▶ [TASK TO CARRY OUT]: Tally the lines below that contain the word "custom", then give the tally alone.

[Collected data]
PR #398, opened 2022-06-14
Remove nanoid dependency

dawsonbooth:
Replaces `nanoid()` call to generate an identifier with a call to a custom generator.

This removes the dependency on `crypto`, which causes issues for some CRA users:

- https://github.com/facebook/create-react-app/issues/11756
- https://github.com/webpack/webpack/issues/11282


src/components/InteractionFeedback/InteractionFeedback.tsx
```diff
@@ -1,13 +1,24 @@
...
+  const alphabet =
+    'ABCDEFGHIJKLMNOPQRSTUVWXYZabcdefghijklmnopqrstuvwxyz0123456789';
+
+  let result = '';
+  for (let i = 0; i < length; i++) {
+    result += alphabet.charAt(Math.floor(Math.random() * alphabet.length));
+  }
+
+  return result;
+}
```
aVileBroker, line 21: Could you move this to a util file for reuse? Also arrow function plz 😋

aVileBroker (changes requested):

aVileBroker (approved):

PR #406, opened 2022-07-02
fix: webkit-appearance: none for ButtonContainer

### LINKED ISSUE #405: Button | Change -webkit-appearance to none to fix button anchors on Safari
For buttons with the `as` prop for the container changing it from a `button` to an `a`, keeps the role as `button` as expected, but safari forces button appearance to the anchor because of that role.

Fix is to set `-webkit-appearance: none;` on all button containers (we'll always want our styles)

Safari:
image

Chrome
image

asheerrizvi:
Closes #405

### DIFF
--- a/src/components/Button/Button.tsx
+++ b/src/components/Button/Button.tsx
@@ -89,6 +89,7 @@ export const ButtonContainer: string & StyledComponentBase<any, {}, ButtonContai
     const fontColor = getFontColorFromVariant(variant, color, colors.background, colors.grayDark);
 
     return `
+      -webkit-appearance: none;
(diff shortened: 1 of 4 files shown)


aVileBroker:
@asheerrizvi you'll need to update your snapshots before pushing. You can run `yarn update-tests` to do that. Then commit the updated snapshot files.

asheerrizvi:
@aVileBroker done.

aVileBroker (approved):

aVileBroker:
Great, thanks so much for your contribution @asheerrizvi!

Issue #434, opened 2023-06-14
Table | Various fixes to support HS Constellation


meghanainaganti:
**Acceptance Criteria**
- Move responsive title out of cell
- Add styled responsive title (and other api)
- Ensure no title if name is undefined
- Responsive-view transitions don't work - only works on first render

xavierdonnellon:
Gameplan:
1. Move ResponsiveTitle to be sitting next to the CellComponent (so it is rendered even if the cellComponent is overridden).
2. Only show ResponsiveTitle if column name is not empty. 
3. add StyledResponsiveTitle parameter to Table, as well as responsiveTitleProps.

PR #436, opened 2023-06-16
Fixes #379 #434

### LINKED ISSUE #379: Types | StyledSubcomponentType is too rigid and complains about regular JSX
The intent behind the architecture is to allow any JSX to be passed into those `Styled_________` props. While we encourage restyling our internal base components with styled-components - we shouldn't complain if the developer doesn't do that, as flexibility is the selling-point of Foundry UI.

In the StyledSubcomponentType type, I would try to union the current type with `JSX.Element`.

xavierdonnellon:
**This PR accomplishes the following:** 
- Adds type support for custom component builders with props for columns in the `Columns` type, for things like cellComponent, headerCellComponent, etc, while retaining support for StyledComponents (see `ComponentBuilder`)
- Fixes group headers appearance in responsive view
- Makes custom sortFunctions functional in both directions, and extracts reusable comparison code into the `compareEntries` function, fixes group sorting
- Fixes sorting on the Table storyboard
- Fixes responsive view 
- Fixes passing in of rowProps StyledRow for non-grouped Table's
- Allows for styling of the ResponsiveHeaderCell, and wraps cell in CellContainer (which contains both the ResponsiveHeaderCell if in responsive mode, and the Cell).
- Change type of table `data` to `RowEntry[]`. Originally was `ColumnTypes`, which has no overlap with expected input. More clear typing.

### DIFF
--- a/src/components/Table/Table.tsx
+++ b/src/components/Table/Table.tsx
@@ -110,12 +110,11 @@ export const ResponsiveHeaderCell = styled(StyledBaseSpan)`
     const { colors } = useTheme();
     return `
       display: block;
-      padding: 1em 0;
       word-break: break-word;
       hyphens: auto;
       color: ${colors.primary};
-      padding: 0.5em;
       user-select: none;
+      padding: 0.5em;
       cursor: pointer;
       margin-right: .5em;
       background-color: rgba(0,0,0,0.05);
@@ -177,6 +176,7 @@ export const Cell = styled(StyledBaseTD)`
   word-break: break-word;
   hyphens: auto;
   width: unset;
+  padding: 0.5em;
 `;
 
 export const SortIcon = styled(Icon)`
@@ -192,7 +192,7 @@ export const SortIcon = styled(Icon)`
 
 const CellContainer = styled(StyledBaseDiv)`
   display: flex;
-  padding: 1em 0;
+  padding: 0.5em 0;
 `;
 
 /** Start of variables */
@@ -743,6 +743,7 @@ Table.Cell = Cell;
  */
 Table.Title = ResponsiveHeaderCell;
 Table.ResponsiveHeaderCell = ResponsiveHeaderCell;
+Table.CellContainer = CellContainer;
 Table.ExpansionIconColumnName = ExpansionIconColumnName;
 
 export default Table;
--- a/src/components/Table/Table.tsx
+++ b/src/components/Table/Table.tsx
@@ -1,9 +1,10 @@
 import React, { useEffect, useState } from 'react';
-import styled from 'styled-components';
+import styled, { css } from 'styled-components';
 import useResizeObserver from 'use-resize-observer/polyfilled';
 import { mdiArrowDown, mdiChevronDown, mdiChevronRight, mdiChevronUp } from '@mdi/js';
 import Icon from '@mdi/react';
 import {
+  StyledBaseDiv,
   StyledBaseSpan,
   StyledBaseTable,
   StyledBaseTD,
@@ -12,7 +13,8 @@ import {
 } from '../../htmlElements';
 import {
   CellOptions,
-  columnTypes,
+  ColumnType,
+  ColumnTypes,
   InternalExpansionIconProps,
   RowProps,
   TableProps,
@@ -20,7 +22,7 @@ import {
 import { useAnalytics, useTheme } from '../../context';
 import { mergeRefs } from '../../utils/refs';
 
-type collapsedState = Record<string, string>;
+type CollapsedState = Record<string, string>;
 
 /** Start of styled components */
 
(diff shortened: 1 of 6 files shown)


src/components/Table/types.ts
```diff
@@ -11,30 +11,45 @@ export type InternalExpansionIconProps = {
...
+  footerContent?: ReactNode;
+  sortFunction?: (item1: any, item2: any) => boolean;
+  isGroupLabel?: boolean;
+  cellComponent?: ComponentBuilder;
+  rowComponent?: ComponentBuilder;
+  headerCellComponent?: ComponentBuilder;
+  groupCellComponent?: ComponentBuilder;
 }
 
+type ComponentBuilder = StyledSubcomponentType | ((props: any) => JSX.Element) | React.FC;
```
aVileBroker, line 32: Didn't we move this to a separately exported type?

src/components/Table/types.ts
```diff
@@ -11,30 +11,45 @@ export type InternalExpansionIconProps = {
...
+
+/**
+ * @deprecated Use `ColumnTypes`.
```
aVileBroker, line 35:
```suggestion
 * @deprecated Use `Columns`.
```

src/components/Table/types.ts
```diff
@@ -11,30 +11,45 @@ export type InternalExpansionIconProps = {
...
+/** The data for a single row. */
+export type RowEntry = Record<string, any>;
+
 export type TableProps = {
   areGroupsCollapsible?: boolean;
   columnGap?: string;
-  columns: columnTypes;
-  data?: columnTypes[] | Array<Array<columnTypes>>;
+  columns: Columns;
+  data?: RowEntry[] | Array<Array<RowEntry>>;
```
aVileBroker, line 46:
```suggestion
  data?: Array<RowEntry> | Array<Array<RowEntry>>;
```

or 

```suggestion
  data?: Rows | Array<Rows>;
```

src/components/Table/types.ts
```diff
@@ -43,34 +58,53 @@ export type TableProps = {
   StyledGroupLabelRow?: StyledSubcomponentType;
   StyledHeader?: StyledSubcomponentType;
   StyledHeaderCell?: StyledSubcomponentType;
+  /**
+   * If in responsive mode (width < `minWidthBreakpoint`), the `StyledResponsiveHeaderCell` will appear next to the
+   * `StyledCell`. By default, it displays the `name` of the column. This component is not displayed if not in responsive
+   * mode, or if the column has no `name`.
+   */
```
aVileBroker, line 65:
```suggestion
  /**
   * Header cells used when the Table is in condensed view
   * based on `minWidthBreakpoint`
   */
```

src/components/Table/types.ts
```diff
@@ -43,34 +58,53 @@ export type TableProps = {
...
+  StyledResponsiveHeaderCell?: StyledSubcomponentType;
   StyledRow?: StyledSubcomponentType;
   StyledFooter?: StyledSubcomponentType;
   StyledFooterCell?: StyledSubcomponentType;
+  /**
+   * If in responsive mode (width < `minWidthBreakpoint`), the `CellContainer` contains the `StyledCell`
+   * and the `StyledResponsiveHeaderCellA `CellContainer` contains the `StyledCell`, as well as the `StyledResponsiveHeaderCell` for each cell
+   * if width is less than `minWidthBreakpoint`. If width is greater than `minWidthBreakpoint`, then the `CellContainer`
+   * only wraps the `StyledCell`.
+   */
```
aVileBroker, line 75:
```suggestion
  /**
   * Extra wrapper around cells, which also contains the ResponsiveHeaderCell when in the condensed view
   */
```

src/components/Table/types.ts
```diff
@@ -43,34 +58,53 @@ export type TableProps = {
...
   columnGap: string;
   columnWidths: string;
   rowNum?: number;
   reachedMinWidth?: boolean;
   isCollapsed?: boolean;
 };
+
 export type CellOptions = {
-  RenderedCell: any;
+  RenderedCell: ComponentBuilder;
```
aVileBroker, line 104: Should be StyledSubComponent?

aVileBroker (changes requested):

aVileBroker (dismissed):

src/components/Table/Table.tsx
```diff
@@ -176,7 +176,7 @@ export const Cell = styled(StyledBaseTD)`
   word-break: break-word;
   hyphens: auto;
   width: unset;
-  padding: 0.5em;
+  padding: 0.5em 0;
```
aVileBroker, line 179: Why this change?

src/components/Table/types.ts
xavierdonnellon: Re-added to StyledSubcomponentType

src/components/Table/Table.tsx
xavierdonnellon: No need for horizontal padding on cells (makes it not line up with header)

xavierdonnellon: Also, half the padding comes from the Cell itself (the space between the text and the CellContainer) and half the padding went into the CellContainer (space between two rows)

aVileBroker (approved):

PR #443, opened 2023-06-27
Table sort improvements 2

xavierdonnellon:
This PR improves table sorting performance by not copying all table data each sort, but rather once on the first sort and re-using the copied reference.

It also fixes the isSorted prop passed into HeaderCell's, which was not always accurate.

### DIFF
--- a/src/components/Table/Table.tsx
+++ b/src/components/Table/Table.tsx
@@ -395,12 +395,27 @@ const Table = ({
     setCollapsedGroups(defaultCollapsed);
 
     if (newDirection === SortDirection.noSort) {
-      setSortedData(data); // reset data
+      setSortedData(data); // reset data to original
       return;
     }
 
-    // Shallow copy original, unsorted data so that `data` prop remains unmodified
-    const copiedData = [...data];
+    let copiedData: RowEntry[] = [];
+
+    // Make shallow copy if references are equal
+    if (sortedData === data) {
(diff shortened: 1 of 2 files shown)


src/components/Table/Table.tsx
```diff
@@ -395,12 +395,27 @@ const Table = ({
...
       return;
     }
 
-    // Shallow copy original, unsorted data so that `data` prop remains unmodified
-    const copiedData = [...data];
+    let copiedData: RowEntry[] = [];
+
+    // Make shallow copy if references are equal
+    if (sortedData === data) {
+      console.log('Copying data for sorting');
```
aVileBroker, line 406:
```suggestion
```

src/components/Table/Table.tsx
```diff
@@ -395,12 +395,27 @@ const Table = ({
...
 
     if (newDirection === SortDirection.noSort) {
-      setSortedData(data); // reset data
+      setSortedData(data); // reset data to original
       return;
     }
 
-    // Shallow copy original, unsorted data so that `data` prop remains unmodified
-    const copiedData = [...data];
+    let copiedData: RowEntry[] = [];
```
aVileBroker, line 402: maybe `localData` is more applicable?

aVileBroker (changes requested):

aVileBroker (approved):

▶ [EXERCISE SOLUTION]: 3